**Data for analysis:**
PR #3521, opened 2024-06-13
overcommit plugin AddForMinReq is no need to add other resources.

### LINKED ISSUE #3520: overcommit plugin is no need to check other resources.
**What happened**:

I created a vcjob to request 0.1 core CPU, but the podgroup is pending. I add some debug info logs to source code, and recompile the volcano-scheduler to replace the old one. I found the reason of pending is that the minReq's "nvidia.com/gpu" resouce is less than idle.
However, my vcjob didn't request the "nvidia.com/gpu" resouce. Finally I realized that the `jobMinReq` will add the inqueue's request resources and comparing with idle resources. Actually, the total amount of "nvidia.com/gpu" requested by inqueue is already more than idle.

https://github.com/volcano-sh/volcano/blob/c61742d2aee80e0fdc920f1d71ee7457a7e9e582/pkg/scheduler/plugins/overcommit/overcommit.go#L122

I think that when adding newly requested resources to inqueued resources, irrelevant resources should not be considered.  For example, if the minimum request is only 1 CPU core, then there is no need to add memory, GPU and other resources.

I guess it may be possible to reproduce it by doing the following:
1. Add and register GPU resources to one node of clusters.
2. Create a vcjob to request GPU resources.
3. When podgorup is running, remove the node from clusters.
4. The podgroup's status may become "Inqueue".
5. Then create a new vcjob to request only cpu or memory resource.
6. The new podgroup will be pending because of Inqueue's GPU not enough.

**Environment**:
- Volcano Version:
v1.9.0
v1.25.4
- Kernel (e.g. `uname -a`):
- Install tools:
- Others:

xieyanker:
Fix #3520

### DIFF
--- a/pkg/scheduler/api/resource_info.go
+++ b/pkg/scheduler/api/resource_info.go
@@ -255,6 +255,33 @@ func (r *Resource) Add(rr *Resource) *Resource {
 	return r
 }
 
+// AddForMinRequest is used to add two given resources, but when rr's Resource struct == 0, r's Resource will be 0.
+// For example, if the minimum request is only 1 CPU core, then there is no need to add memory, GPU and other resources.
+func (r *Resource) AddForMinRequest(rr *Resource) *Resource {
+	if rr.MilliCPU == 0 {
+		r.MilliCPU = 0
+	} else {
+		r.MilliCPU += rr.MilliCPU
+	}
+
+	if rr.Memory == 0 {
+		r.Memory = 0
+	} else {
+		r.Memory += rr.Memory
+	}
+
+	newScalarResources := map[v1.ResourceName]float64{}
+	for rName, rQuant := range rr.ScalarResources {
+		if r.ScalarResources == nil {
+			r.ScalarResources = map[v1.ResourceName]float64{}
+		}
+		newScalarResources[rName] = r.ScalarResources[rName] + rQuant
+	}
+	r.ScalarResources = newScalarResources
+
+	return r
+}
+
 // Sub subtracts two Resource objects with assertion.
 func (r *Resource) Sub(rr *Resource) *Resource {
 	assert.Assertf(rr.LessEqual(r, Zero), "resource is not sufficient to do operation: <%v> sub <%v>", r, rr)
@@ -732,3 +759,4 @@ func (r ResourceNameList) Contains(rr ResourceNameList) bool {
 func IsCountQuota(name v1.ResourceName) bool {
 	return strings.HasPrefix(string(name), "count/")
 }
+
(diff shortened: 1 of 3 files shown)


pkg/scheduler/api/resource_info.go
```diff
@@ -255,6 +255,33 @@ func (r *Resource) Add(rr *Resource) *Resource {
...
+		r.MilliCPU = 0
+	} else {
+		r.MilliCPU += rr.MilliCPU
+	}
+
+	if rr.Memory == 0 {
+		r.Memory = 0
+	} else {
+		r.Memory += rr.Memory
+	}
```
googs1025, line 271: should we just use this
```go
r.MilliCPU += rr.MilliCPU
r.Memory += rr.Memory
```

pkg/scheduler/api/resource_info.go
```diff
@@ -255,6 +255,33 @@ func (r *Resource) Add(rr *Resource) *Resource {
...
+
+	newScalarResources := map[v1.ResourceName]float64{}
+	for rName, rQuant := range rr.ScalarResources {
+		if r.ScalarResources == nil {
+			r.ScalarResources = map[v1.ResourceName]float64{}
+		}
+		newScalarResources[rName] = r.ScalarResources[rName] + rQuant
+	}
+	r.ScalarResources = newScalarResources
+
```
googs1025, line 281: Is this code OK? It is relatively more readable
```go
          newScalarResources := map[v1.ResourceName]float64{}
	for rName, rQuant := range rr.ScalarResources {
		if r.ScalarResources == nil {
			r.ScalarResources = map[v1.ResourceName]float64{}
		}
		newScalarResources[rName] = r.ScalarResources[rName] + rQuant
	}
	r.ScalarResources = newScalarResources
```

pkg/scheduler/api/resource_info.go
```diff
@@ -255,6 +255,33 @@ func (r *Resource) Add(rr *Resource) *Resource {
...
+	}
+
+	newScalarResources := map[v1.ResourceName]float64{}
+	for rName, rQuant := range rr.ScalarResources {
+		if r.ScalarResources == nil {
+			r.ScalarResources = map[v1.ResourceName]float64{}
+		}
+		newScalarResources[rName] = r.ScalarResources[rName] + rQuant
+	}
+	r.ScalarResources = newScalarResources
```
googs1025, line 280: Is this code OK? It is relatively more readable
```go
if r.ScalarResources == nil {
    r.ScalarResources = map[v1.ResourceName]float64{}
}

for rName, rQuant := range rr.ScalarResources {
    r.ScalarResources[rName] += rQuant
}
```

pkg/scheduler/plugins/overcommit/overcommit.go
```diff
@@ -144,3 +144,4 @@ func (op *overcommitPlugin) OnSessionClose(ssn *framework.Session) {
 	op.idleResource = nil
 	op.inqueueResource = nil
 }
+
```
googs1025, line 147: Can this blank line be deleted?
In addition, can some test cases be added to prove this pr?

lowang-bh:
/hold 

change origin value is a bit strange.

**Exercise requirements:** Line by line, check the material above for the word "AddForMinRequest", then give the number of lines that hold it and nothing else.

**Response:** 2